Retrieve fewer chunks and use reranking
Order chunks strategically: most relevant first and last
Summarize long contexts before generation

Diversity and MMR

Top-k pure similarity can return 5 chunks that are near-duplicates of each other. The user wanted 5 different perspectives; they got 1 perspective repeated.

Maximum Marginal Relevance (MMR): trade some similarity for diversity. After each chunk is selected, penalize chunks similar to ones already selected.

Most vector DBs support MMR or similar diversification strategies. Worth using when you retrieve from corpora with near-duplicate content.

Multi-vector queries

Some systems retrieve with multiple query variations (the original query plus paraphrases, query decompositions, HyDE outputs) and union the results.

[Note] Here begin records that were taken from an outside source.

PR #2098, opened 2024-12-30
Updating KinwaveImplicitOverlandFlow to accept distributed runoff and/or roughness

amanaster2:
### Description

Updated `KinwaveImplicitOverlandFlow` to accept fields or arrays of floats (in addition to scalars) for both `runoff_rate` and `roughness` keywords. Wanted to enhance the functionality for future use. 

### Checklist - did you ...

- [x] All tests have passed?


src/landlab/components/overland_flow/generate_overland_flow_implicit_kinwave.py
```diff
@@ -228,8 +232,18 @@ def __init__(
...
+        # Allow roughness and runoff_rate to be distributed, if needed.
+        if isinstance(roughness, str):
+            self._roughness = self._grid.at_node[roughness]
+        else:
+            self._roughness = roughness
+
+        if isinstance(runoff_rate, str):
+            self._runoff_rate = self._grid.at_node[runoff_rate] / 3.6e6
+        else:
+            self._runoff_rate = runoff_rate / 3.6e6
```
mcflugen, line 244: We have a function that does this. The following is more compact and, I think, still does what you want,
```python
self._roughness = self._grid.return_array_or_field_values(roughness, at="node")
```

src/landlab/components/overland_flow/generate_overland_flow_implicit_kinwave.py
```diff
@@ -228,8 +232,18 @@ def __init__(
...
+
+        self._vel_coef = 1.0 / self._roughness  # do division now to save time
```
mcflugen, line 246: Because you calculate this in `__init__`, any changes to the roughness field will not be seen in future calculations. I think it would be better if this were moved into the `run_one_step` method. If you do that, there's probably no need to save this temporary calculation as a separate variable—just use the roughness directly.

src/landlab/components/overland_flow/generate_overland_flow_implicit_kinwave.py
```diff
@@ -281,8 +295,11 @@ def runoff_rate(self):
 
     @runoff_rate.setter
     def runoff_rate(self, new_rate):
-        assert new_rate > 0
-        self._runoff_rate = new_rate / 3600000.0  # convert to m/s
+        if isinstance(new_rate, str):
```
mcflugen, line 298: As with a previous comment, you can use the `return_array_or_field_values` method.

src/landlab/components/overland_flow/generate_overland_flow_implicit_kinwave.py
```diff
@@ -281,8 +295,11 @@ def runoff_rate(self):
...
+            self._runoff_rate = self._grid.at_node[new_rate] / 3.6e6
+        else:
+            assert new_rate > 0
```
mcflugen, line 301: Remove the `assert` statement, it should only be used for debugging. If you want an error to be raised, maybe something like the following,
```python
if new_rate <= 0.0:
    raise ValueError(f"runoff_rate must be positive ({new_rate})")
```

src/landlab/components/overland_flow/generate_overland_flow_implicit_kinwave.py
```diff
@@ -328,12 +345,23 @@ def run_one_step(self, dt):
...
+                    / (self._grid.area_of_cell[self._grid.cell_at_node[cores]])
+                )
+            elif hasattr(self._roughness, "__len__"):
+                # if manning's n in a field
+                self._alpha[cores] = (
+                    self._vel_coef[cores]
+                    * self._grad_width_sum[cores]
+                    * dt
+                    / (self._grid.area_of_cell[self._grid.cell_at_node[cores]])
+                )
```
mcflugen, line 364: To avoid repeated code and, I think, make this a little clearer, how about,
```python
if np.isscalar(self._roughness):
    roughness_at_core_nodes = self._roughness
else:
    roughness_at_core_nodes = self._roughness[cores]

self._alpha[cores] = (
    self._grad_width_sum[cores]
    * dt
    / (self._grid.area_of_cell[self._grid.cell_at_node[cores]])
    / roughness_at_core_nodes
)
```

src/landlab/components/overland_flow/generate_overland_flow_implicit_kinwave.py
```diff
@@ -345,11 +373,22 @@ def run_one_step(self, dt):
...
+                        dt
+                        * self._disch_in[n]
+                        / self._grid.area_of_cell[self._grid.cell_at_node[n]]
+                    )
+                elif hasattr(self._runoff_rate, "__len__"):
+                    ee = (dt * self._runoff_rate[n]) + (
+                        dt
+                        * self._disch_in[n]
+                        / self._grid.area_of_cell[self._grid.cell_at_node[n]]
+                    )
```
mcflugen, line 390: Same as above with the roughness, use `np.isscalar`.

src/landlab/components/overland_flow/generate_overland_flow_implicit_kinwave.py
```diff
@@ -358,9 +397,20 @@ def run_one_step(self, dt):
...
+                        self._vel_coef
+                        * (Heff**self._depth_exp)
+                        * self._grad_width_sum[n]
+                    )  # this is manning/chezy/darcy
+                elif hasattr(self._roughness, "__len__"):
+                    outflow = (
+                        self._vel_coef[n]
+                        * (Heff**self._depth_exp)
+                        * self._grad_width_sum[n]
+                    )  # this is manning/chezy/darcy
```
mcflugen, line 413: Check if roughness is a scalar using `np.isscalar`.

tests/components/overland_flow/test_kinwave_implicit.py
```diff
@@ -133,8 +133,70 @@ def test_curved_surface():
...
+    kinwave1 = KinwaveImplicitOverlandFlow(
+        mg1, runoff_rate=r1, roughness=0.03, depth_exp=5 / 3
+    )
+
+    mg2 = RasterModelGrid((10, 10), xy_spacing=25)
+    mg2.add_zeros("surface_water__depth", at="node")
+    mg2.add_zeros("topographic__elevation", at="node")
+    mg2.set_closed_boundaries_at_grid_edges(True, True, True, True)
+    r2 = 1.0 * np.ones(100)
+    mg2.add_field("r2", r2, at="node")
```
mcflugen, line 156: Use,
```python
mg2.add_ones("r2", at="node")
```

tests/components/overland_flow/test_kinwave_implicit.py
```diff
@@ -133,8 +133,70 @@ def test_curved_surface():
...
+    kinwave1 = KinwaveImplicitOverlandFlow(
+        mg1, runoff_rate=1.0, roughness=r1, depth_exp=5 / 3
+    )
+
+    mg2 = RasterModelGrid((10, 10), xy_spacing=25)
+    mg2.add_zeros("surface_water__depth", at="node")
+    mg2.add_zeros("topographic__elevation", at="node")
+    mg2.set_closed_boundaries_at_grid_edges(True, True, True, True)
+    r2 = 0.03 * np.ones(100)
+    mg2.add_field("r2", r2, at="node")
```
mcflugen, line 186: Use,
```python
mg2.add_full("r2", 0.03, at="node")
```

tests/components/overland_flow/test_kinwave_implicit.py
```diff
@@ -133,8 +133,70 @@ def test_curved_surface():
...
+    kinwave2 = KinwaveImplicitOverlandFlow(
+        mg2, runoff_rate=1.0, roughness=r2, depth_exp=5 / 3
```
mcflugen, line 188: I think you want `roughness="r2"` to check that roughness can be passed as the name of an *at-node* field.

tests/components/overland_flow/test_kinwave_implicit.py
```diff
@@ -133,8 +133,70 @@ def test_curved_surface():
...
+    np.testing.assert_equal(kinwave1.depth, kinwave2.depth)
+
+
 if __name__ == "__main__":
     test_initialization()
     test_first_iteration()
     test_steady_basic_ramp()
     test_curved_surface()
+    test_kinwave_runoff_field()
+    test_kinwave_roughness_field()
```
mcflugen, line 202: None of this is necessary, I suggest removing these lines.

mcflugen (changes requested):
@amanaster2 Thanks for this contribution! I've added a few comments for you to address, but nothing major.

mcflugen:
> Add a [news fragment](https://landlab.readthedocs.io/en/master/development/contribution/index.html#news-entries) file entry if necessary? (Is this necessary?)

Yes, this is necessary, it will go into our release notes. Just one sentence that describes what you've added is fine.

> Successful documentation built? (if documentation added or modified) (This is repeatedly failing on my computer with an error about the module 'importlib_resources' not existing... I'm confused.)

The docs seem to be building fine, so you don't need to worry about this. There is a version of the docs [for this pull request](https://landlab--2098.org.readthedocs.build/en/2098/generated/api/landlab.components.overland_flow.generate_overland_flow_implicit_kinwave.html) you can have a look at to see that things look as you want them to.

tests/components/overland_flow/test_kinwave_implicit.py
amanaster2: Oops, definitely want `roughness="r2"`! Thanks for catching that.

tests/components/overland_flow/test_kinwave_implicit.py
amanaster2: Just to confirm: the whole block?

src/landlab/components/overland_flow/generate_overland_flow_implicit_kinwave.py
amanaster2: So it would also work for `self._runoff_rate  = self._grid.return_array_or_field_values(runoff_rate, at="node")`?

amanaster2:
Thanks, @mcflugen !! I'll get these changes incorporated and add a news fragment file entry.

src/landlab/components/overland_flow/generate_overland_flow_implicit_kinwave.py
```diff
@@ -211,11 +211,15 @@ def __init__(
         ----------
         grid : ModelGrid
             Landlab ModelGrid object
-        runoff_rate : float, optional (defaults to 1 mm/hr)
+        runoff_rate : float or array of floats, optional (defaults to 1 mm/hr)
+            If array of floats, provide the field name str for where the values are
+            stored on the ModelGrid.
```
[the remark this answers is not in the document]
amanaster2: Units are on the next line; should I move them up?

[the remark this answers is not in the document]
mcflugen: Oops, I missed that. Sorry. You may as well move them up just to keep the line lengths consistent.

src/landlab/components/overland_flow/generate_overland_flow_implicit_kinwave.py
amanaster2: Oops, this addresses my above question. Nevermind!

src/landlab/components/overland_flow/generate_overland_flow_implicit_kinwave.py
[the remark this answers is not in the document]
mcflugen: While you're at it, I think you can remove the sentence that begins with, "The value provided...".

tests/components/overland_flow/test_kinwave_implicit.py
mcflugen: Yeah, the whole block.

src/landlab/components/overland_flow/generate_overland_flow_implicit_kinwave.py
mcflugen: Yes, that should also work.

As with the velocity coefficient, because you divide the runoff rate by 3.6e6 here, it creates a copy of the array and any changes to the field will not be reflected in future calculations. It probably makes sense to move some of this into `run_one_step`.

amanaster2: Since there's only one place in the `run_one_step` method where the runoff rate is used, I just moved the division by 3.6e6 to that location.

src/landlab/components/overland_flow/generate_overland_flow_implicit_kinwave.py
amanaster2: Changed such that only roughness is used, and created a getter and setter for roughness so the value(s) can be updated easily.

src/landlab/components/overland_flow/generate_overland_flow_implicit_kinwave.py
amanaster2: Note: `self._grid.return_array_or_field_values()` works only if the value provided _isn't_ a single float. Since I want to be able to use a single float or an array/field, I think I'm going to keep the code similar to what I had previously:
```python
if isinstance(roughness, float):
    self._roughness = roughness
else:
    self._roughness = self._grid.return_array_or_field_values(
        roughness, at="node"
    )

if isinstance(runoff_rate, float):
    self._runoff_rate = runoff_rate
else:
    self._runoff_rate = self._grid.return_array_or_field_values(
        runoff_rate, at="node"
    )
```

mcflugen: Ok. I think `return_array_or_field_values` should probably work with a scalar value but I'll make that change in a different pull request and then update this code later.

amanaster2: Oh cool. Does that mean we wouldn't have to do any `np.isscalar` checks further down in the code? Since `return_array_or_field_values` would return an array?

mcflugen: Yes, I think that would be the case but I haven't thought it through. There might be some reason we would want to keep a scalar, a scalar.

src/landlab/components/overland_flow/generate_overland_flow_implicit_kinwave.py
```diff
@@ -281,13 +299,45 @@ def runoff_rate(self):
 
     @runoff_rate.setter
     def runoff_rate(self, new_rate):
-        assert new_rate > 0
-        self._runoff_rate = new_rate / 3600000.0  # convert to m/s
+        if new_rate <= 0.0:
+            raise ValueError(f"runoff_rate must be positive ({new_rate})")
+
+        if np.isinstance(new_rate, float):
```
mcflugen, line 305: Just `isinstance`, not `np.isinstance`.

amanaster2: Lol, I also fixed it before I saw that you fixed it :-D

src/landlab/components/overland_flow/generate_overland_flow_implicit_kinwave.py
```diff
@@ -211,11 +211,15 @@ def __init__(
         ----------
         grid : ModelGrid
             Landlab ModelGrid object
-        runoff_rate : float, optional (defaults to 1 mm/hr)
-            Precipitation rate, mm/hr. The value provided is divided by
-            3600000.0.
-        roughness : float, defaults to 0.01
-            Manning roughness coefficient; units depend on depth_exp.
+        runoff_rate : array_like of float or str (defaults to 1 mm/hr)
```
mcflugen, line 214: For both `runoff_rate` and `roughness`, how about:
```
runoff_rate : str or array_like of float
```
This makes it clear that it's not an array of either floats or strings but, rather, a string or an array of floats.

src/landlab/components/overland_flow/generate_overland_flow_implicit_kinwave.py
```diff
@@ -211,11 +211,15 @@ def __init__(
...
+            a numpy array or the field name str of where the values
+            are stored on the nodes of the ModelGrid.
+        roughness : array_like of float or str (defaults to 0.01)
+            Manning's roughness coefficient(s); units depend on depth_exp.
+            If array, you may either provide a numpy array or the field
+            name str of where the values are stored on the nodes of the
+            ModelGrid.
         changing_topo : boolean, optional (defaults to False)
             Flag indicating whether topography changes between time steps
         depth_exp : float (defaults to 1.5)
```
mcflugen, line 225: For all of these keyword parameters, it's not needed to include the default values since they are given in the function signature.

src/landlab/components/overland_flow/generate_overland_flow_implicit_kinwave.py
```diff
@@ -281,13 +299,45 @@ def runoff_rate(self):
...
+        Returns
+        -------
+        The current value of the roughness.
+        """
+        return self._roughness
+
+    @roughness.setter
+    def roughness(self, new_rough):
+        if new_rough <= 0.0:
+            raise ValueError(f"roughness must be positive ({new_rough})")
```
mcflugen, line 333: If `new_rough` is a `str`, this check will fail.

src/landlab/components/overland_flow/generate_overland_flow_implicit_kinwave.py
```diff
@@ -281,13 +299,45 @@ def runoff_rate(self):
...
+            ModelGrid.
+
+        Returns
+        -------
+        The current value of the roughness.
+        """
+        return self._roughness
+
+    @roughness.setter
+    def roughness(self, new_rough):
```
mcflugen, line 331: I'm not sure if `new_rough` should be able to be a field name here. What do you think?

Are there cases where someone would want to change the field that contains the roughness?

What should happen if this component was created with a roughness specified as a field name and then a user subsequently uses this setter with a roughness that's an array? Should the field that was specified when the component was instantiated be updated?

amanaster2: Hmmm. This is a good question.

When I wrote this, I was thinking about a very specific case: a roadside ditch line that goes from a "bare" state (i.e., loose soil) to an "eroded" state (i.e., armored bed)---the roughness approximately doubles. This would probably happen over the course of a couple of storms, so if I used a single kinwave instantiation over the course of those storms, I'd probably want to update the roughness... But, like I said, this is a super specific case... So we could probably get rid of this setter, if it makes more sense to do so.

If we keep the setter: 
If the component is instantiated with a roughness field then is subsequently updated with an array, we would probably want to update the initial field, no? If the person wanted to maintain the initial values, they could create a copy. 

Let me think about this a bit more. I'll come back to this next week, but let me know if you have any thoughts in the meantime. 😄

src/landlab/components/overland_flow/generate_overland_flow_implicit_kinwave.py
amanaster2: Same with the check for `new_rate` above... Hrm. I'll come back to this when it's not after 11pm on a Friday 😴

src/landlab/components/overland_flow/generate_overland_flow_implicit_kinwave.py
mcflugen: I think the setter is a fine idea. My comment was about the specific case of the setter accepting a string, rather than an array-like object. Is there ever a case where you would want to change the field that the component is tracking for roughness values? That is, something like,
```python
overland_flow = KinwaveImplicitOverlandFlow(grid, roughness="roughness")
overland_flow.roughness = "roughness_new"
```
I'm not sure this is something we would want to support.

How about the following: if the component is instantiated using a string for the roughness, that tells the component to track that field for roughness values and if you want to update those values, you ***must to do that through the field***?

So maybe the setter would look something like,
```python
@roughness.setter
def roughness(self, new_rough):
    if isinstance(self._roughness, str):
        raise ValueError(
            "unable to set roughness. KinwaveImplicitOverlandFlow is currently tracking a node field"
            f" named {self._roughness} for roughness values"
        )
    if np.any(new_rough < 0.0):
        raise ValueError("roughness must be positive")
    self._roughness = np.asarray(new_rough)
```

amanaster2: OH, I see what you mean! Sorry, I misunderstood originally. Thank you for the clarification. 

Yes, I agree with this! Accepting a string in the setter would complicate things unnecessarily. 
I can make these updates today!

amanaster2: So, I realized that I made everything much more complicated than necessary by allowing `roughness` and `runoff_rate` to be fields. This was made apparent as I was trying to fix the setter (`self._roughness` never yielded a `str` with how I had coded the rest). After fumbling around for a while, I decided to streamline the code such that those keywords accept only array_like objects (and updated the docstrings and news fragment as necessary). I'm running `nox -s test` on the updates now to ensure everything is working, then I'll push my commits.

mcflugen: Are you sure? It seemed like a good idea to me! I do like simpler and streamlined, though.

amanaster2: I think so, yes! At least for now. We could merge this PR now (assuming it's all good), and include the fields in a future update of the component? (Should I open an issue and reference this PR as a reminder?) I'm going to be deep in Landlab land for at least the next 6 months, so I can definitely come back to it 😸

mcflugen: Sure, that sounds good. It's probably better as two separate pull requests, anyway.

src/landlab/components/overland_flow/generate_overland_flow_implicit_kinwave.py
```diff
@@ -211,25 +211,24 @@ def __init__(
...
             implicit; 0 = explicit)
         """
         super().__init__(grid)
-        # Store parameters and do unit conversion
 
-        self._runoff_rate = runoff_rate / 3600000.0  # convert to m/s
-        self._vel_coef = 1.0 / roughness  # do division now to save time
+        # Store parameters
+        self._runoff_rate = runoff_rate
+        self._roughness = roughness
```
mcflugen, line 231: If either of these are arrays, a reference to the array is being saved. Is that what you want or should a copy be made? i.e.
```python
self._runoff_rate = np.array(runoff_rate)
```
If a reference is saved, then if the passed array is changed outside of the component, the component's value will also be updated. Using a reference would save memory and the time taken to make a copy but could, potentially lead to unexpected behavior.

mcflugen: The same applies lower down for the getters and setters.

mcflugen (changes requested):
A few more comments.

src/landlab/components/overland_flow/generate_overland_flow_implicit_kinwave.py
amanaster2: Good point! I've made this change. 

Since all values for `runoff_rate` and `roughness` will now be arrays, I've also updated the code in `run_one_step` to check for a single float using `np.ndim() == 0` rather than `np.isscalar()`.

src/landlab/components/overland_flow/generate_overland_flow_implicit_kinwave.py
```diff
@@ -265,29 +264,33 @@ def __init__(
...
-        ----------
-        runoff_rate : float, optional (defaults to 1 mm/hr)
-            Precipitation rate, mm/hr. The value provide is divided by
-            3600000.0.
-
-        Returns
-        -------
-        The current value of the runoff rate.
-        """
+        """Runoff rate at nodes."""
```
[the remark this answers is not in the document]
amanaster2: I liked the idea of returning a read-only view of the arrays, so I did that! Committed and pushed, tests running now!

amanaster2:
Side note: I merged `master` into my branch, so the checks ran again, and it looks like there was 1 that errored and 1 that skipped. I didn't make any changes to my code.

amanaster2:
Hey @mcflugen ! Are there other changes I need to make to the component, or is it good to merge? (Once the checks finish; I just updated the branch to be in sync with `master`, so the checks are running again.) One of my colleagues was asking about using this updated version of the component, so I figured I'd give this a bump!

mcflugen:
@amanaster2 I think this is good to go but let me have another quick look.

mcflugen:
@amanaster2 Sorry, I added some tests to your branch that cover the code you modified and was waiting for you to have a look to see if they're ok. I see now, though, that I never actually asked to to have a look. So sorry! If they look good to you, this is ready to go.

amanaster2:
@mcflugen No worries!! I just looked through all of it, and it looks good to me!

See multi-query + fusion.

The common first mistake

Teams ship RAG v1 with top-5 vector search, no reranking, and wonder why quality is mediocre. The fix, top-50 retrieval with a reranker, is usually a 10-20% quality improvement for minimal additional latency.

Vector search is the foundation. Everything after it is where the quality wins come from.

What to do with this

Always match the similarity metric your embedding model expects.
Retrieve wide (top-50+), rerank narrow (top-5-10). Not top-5 alone.
Set a score threshold to distinguish "nothing found" from "something weak."